Ex-Shanghai Party boss accepts 18-year jail term
BEIJING (Reuters) - Shanghai's disgraced Communist Party chief, jailed for 18 years this month for corruption, has decided not to appeal, state media said on Tuesday.
Chen Liangyu was found guilty of taking bribes and abuse of power by a court in the northern port city of Tianjin on April 11, becoming the most senior Chinese official imprisoned for graft in a decade. He had been held since 2006.
Chen did not file an appeal in the 10-day period he was allowed and the sentence had thus taken "legal effect", China Central Television said.
The court also confiscated 300,000 yuan ($42,900) of Chen's assets, but cleared him of a charge of dereliction of duty.
It has said the sentence was lenient partly because Chen, widely seen as close to former state president Jiang Zemin, had showed repentance and returned the ill-gotten money.

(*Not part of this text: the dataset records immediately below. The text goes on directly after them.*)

PR #22, opened 2020-05-26
timed: Add cronjobs

### LINKED ISSUE #13: timed: CronJob containers for Jobs
**Is your feature request related to a problem? Please describe.**
timed has some `manage.py` based jobs that need to be scheduled regularly.

**Describe the solution you'd like**
There should be a bunch of CronJob ressources that schedule things like redmine sync and other jobs. At glance the following jobs that are run through manage.py exist:
* notify_supervisors_shorttime (0 8 * * 4)
* notify_reviewers_unverified --offset 5 (0 8  4 * *)
* notify_reviewers_unverified --offset 12 --message 'Bitte verbleibende Positionen verifizieren.' (0 8 11 * *)
* notify_reviewers_unverified --offset 19 --message 'Bitte sofort verifizieren!' --cc admin@example.com (0 8 18 * *)
* redmine_report (0 1 * * 1)
* notify_changed_employments (0 2 * * 1)

**Describe alternatives you've considered**
None

**Additional context**
Our current VM based timed deploy runs a bunch of jobs that need to be replicated to the helm chart.

michaelimfeld:
Add cronjobs: Fixes #13

### DIFF
--- a/charts/timed/templates/cronjob-backend.yaml
+++ b/charts/timed/templates/cronjob-backend.yaml
@@ -1,0 +1,34 @@
+{{- range $key, $val := .Values.backend.cronjobs }}
+---
+apiVersion: batch/v1beta1
+kind: CronJob
+metadata:
+  name: {{ include "timed.fullname" $ }}-{{ $key | lower }}
+  labels:
+    {{- include "timed.labels" $ | nindent 4 }}
+    app.kubernetes.io/component: {{ $key | lower | quote }}
+spec:
+  schedule: {{ $val.schedule | quote }}
+  concurrencyPolicy: Forbid
+  jobTemplate:
+    spec:
+      template:
+        spec:
+          restartPolicy: Never
+          containers:
+            - name: {{ $.Chart.Name }}-redmine-report
+              image: "{{ $.Values.backend.image.repository }}:{{ default $.Chart.AppVersion $.Values.backend.image.tag }}"
+              imagePullPolicy: {{ $.Values.backend.image.pullPolicy }}
+              env:
+                - name: DJANGO_DATABASE_PASSWORD
+                  valueFrom:
+                    secretKeyRef:
+                      name: {{ include "timed.postgresql.fullname" $ }}
+                      key: postgresql-password
+              envFrom:
+                - secretRef:
+                    name: {{ include "timed.fullname" $ }}-django
+                - configMapRef:
+                    name: {{ include "timed.fullname" $ }}-backend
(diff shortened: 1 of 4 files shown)


charts/timed/templates/cronjob-backend.yaml
```diff
@@ -0,0 +1,33 @@
+{{- range $key, $val := .Values.backend.cronjobs }}
+apiVersion: batch/v1beta1
+kind: CronJob
+metadata:
+  name: {{ include "timed.fullname" . }}-{{ $key }}
```
hairmare, line 5: You need to use the root context inside of `range`. I think something like this works:
```suggestion
  name: {{ include "timed.fullname" $ }}-{{ $key }}
```

charts/timed/values.yaml
```diff
@@ -72,6 +72,50 @@ backend:
...
+      command:
+        - "./manage.py"
+        - "notify_supervisors_shorttime"
+    # backend.cronjobs.notifyReviewersFirst -- Notify reviewers first stage
+    notifyReviewersFirst:
+      schedule: "0 8 4 * *"
+      command:
+        - "./manage.py"
+        - "notify_reviewers_unverified"
+        - "--offset 5"
```
hairmare, line 88: You might consider splitting these
```suggestion
        - "--offset"
        # backend.cronjobs.notifyReviewersFirst[3] - some docs about offset
        - "5"
```

charts/timed/values.yaml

Chen, 61, was mired in a snowballing scandal over the misuse of social security funds in China's financial hub. More than a dozen senior officials and businessmen have been implicated.
Chen, who lost his seat in the Communist Party's decision-making Politburo, is the highest-ranking Chinese official imprisoned for corruption since Chen Xitong was sacked as Beijing Party boss in 1995 and jailed three years later.
The Shanghai scandal broke in 2006 and involved the misappropriation of more than 30 billion yuan of the city's social security funds.
Chen was accused of illegally authorising the lending of more than 2 billion yuan of the funds to two companies, Chinese media have reported. Prosecutors also accused him of taking 2.4 million yuan in bribes.